3.5.Het hof onderschrijft het oordeel van de kantonrechter dat [appellant] een te
beperkte uitleg geeft aan artikel 89 lid 3 van de cao door aan ‘arbeid bij de uitvoering,
de verbouwing of het onderhoud van bouwwerken’ de eis te stellen dat die arbeid
bestaat uit het uitvoeren van arbeid aan bouwwerken, het verbouwen van bouwwerken
of het verrichten van onderhoud aan bouwwerken. De bewoordingen van deze
bepaling (‘arbeid bij de uitvoering, de verbouwing of het onderhoud van
bouwwerken’) rechtvaardigen niet een zo beperkte uitleg dat de door [appellant] omschreven
direct ondersteunende werkzaamheden van [geïntimeerde] niet daaronder begrepen
moeten worden geacht. Anders gezegd: de door [appellant] voorgestane uitleg, die erop
neerkomt dat ‘arbeid bij de uitvoering, de verbouwing of het onderhoud van
bouwwerken’ enkel arbeid van bouwkundige aard in eigenlijke zin omvat en niet
arbeid die direct ondersteunend is aan arbeid van bouwkundige aard, vindt geen steun
in de bewoordingen van artikel 89 lid 3 van de cao. Het hof stelt vast dat [appellant] in zijn
grieven 1 en 2 geen andere dan taalkundige argumenten aan zijn verweer ten
grondslag heeft gelegd. Bij pleidooi heeft [appellant] nog naar voren gebracht dat de door de
kantonrechter aanvaarde uitleg zou meebrengen dat alle werknemers van de in artikel
89 lid 3 aanhef en onder b bedoelde werkgevers onder de werking van de cao zouden
vallen, maar deze tegenwerping gaat niet op. Aan [appellant] kan worden toegegeven dat de
woorden ‘arbeid bij de uitvoering, de verbouwing of het onderhoud van bouwwerken’
een zeker verband vergen tussen die arbeid en bouwwerkzaamheden in eigenlijke zin.

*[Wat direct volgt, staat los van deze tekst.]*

PR #1912, opened 2025-06-25
core: bump gophercloud

kayrus:


kayrus:
octavia master branch is broken, thus we can ignore it.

De vraag waar de grens precies getrokken moet worden, behoeft in dit geding geen
beantwoording. Hier volstaat de vaststelling dat de ook door [appellant] beschreven
werkzaamheden van [geïntimeerde] zodanig nauw verbonden zijn met de eigenlijke
bouwwerkzaamheden van de door [appellant] ingehuurde ZZP’ers dat het in de rede ligt die
werkzaamheden van [geïntimeerde] aan te merken als arbeid in de zin van artikel 89 lid
3 aanhef en onder b van de cao. [geïntimeerde] heeft gesteld dat de door [appellant] gegeven
beschrijving van zijn (Van Rooijens) werkzaamheden te beperkt is. Dit dispuut kan
echter blijven rusten nu het hof ook uitgaande van die beschrijving [appellant] niet volgt in
zijn standpunt met betrekking tot de toepasselijkheid van de cao. Het aanbod van [appellant]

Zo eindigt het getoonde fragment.